PR #27, opened 2019-11-21
Ensure that lockWindow and workcomm are freed

lundgren87:
The latest version of Intel MPI allows master to compile without
this fix, but will fail in MPI_Finalize due to "Device or resource
busy". Ensuring that lockWindow and workcomm are properly freed
before calling MPI_Finalize fixes this issue.

### DIFF
--- a/src/backend/mpi/swdsm.cpp
+++ b/src/backend/mpi/swdsm.cpp
@@ -1215,6 +1215,8 @@ void argo_finalize(){
 		MPI_Win_free(&globalDataWindow[i]);
 	}
 	MPI_Win_free(&sharerWindow);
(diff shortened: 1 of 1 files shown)


kostis:
There has not been much reaction on this.  Except from the difference in style (tabs vs spaces) of the patch, that perhaps should be corrected. it looks good to me and can be merged.

Also, perhaps we should make sure that Jason has the latest version of Intel MPI installed so that we test this.

lundgren87:
> There has not been much reaction on this. Except from the difference in style (tabs vs spaces) of the patch, that perhaps should be corrected. it looks good to me and can be merged.
This should now be fixed in line with the ArgoDSM code standard.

◆ ◆ ◆ ◆ ◆

Brief: When a line in the material above contains the word "should", copy that line out.

Result of this exercise:
There has not been much reaction on this.  Except from the difference in style (tabs vs spaces) of the patch, that perhaps should be corrected. it looks good to me and can be merged.
Also, perhaps we should make sure that Jason has the latest version of Intel MPI installed so that we test this.
> There has not been much reaction on this. Except from the difference in style (tabs vs spaces) of the patch, that perhaps should be corrected. it looks good to me and can be merged.
This should now be fixed in line with the ArgoDSM code standard.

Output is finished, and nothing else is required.